PR #8, opened 2018-12-22
WS2812 interface changes

aykevl:
A few changes to make WS2812 compatible with APA102 (see #7).
@deadprogram what do you think of this interface?
In my code, code size is slightly increased. I'm not entirely sure why, but I think it's because some extra bit shifts and masks are necessary to insert values into and extract values from `image/color.RGBA`. I still think the change is worth it, though, for an easier-to-read interface.

### DIFF
--- a/ws2812/ws2812.go
+++ b/ws2812/ws2812.go
@@ -2,6 +2,7 @@
 package ws2812
 
 import (
+	"image/color"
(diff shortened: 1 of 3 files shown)


deadprogram:
Seems like good changes to me. Merge on.

PR #10, opened 2018-12-22
README: add README with project scope and contributing guidelines

aykevl:
@deadprogram what do you think, especially of the project scope? I think it's useful to decide such things from the beginning so everyone knows what is and is not in scope.

Also, I just realize there is no license yet, that should be the same one as the TinyGo license (3-clause BSD).

### DIFF
--- a/README.md
+++ b/README.md
@@ -1,0 +1,30 @@
+# TinyGo drivers
+
+[![GoDoc](https://godoc.org/github.com/aykevl/tinygo-drivers?status.svg)](https://godoc.org/github.com/aykevl/tinygo-drivers)
+
+This package provides a collection of hardware drivers that can be used together
+with [TinyGo](https://github.com/aykevl/tinygo).
+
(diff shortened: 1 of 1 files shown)


deadprogram:
I think there is simple way to state "These drivers provide low-level access to the device functionality." 

I do not agree with the statement that "many of these drivers are not meant to
be used directly". They are in fact meant to do exactly that IMO, and nothing else.

deadprogram:
I used the basic idea but created an entirely different README. Closing this PR, please open another with any edits.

> **TASK DESCRIPTION**:
Every entry needs to be copied exactly as it was written.

> **RESULT FOR THIS TASK**:
PR #8, opened 2018-12-22
WS2812 interface changes

aykevl:
A few changes to make WS2812 compatible with APA102 (see #7).
@deadprogram what do you think of this interface?
In my code, code size is slightly increased. I'm not entirely sure why, but I think it's because some extra bit shifts and masks are necessary to insert values into and extract values from `image/color.RGBA`. I still think the change is worth it, though, for an easier-to-read interface.

### DIFF
--- a/ws2812/ws2812.go
+++ b/ws2812/ws2812.go
@@ -2,6 +2,7 @@
 package ws2812
 
 import (
+	"image/color"
(diff shortened: 1 of 3 files shown)


deadprogram:
Seems like good changes to me. Merge on.

PR #10, opened 2018-12-22
README: add README with project scope and contributing guidelines

aykevl:
@deadprogram what do you think, especially of the project scope? I think it's useful to decide such things from the beginning so everyone knows what is and is not in scope.

Also, I just realize there is no license yet, that should be the same one as the TinyGo license (3-clause BSD).

### DIFF
--- a/README.md
+++ b/README.md
@@ -1,0 +1,30 @@
+# TinyGo drivers
+
+[![GoDoc](https://godoc.org/github.com/aykevl/tinygo-drivers?status.svg)](https://godoc.org/github.com/aykevl/tinygo-drivers)
+
+This package provides a collection of hardware drivers that can be used together
+with [TinyGo](https://github.com/aykevl/tinygo).
+
(diff shortened: 1 of 1 files shown)


deadprogram:
I think there is simple way to state "These drivers provide low-level access to the device functionality." 

I do not agree with the statement that "many of these drivers are not meant to
be used directly". They are in fact meant to do exactly that IMO, and nothing else.

deadprogram:
I used the basic idea but created an entirely different README. Closing this PR, please open another with any edits.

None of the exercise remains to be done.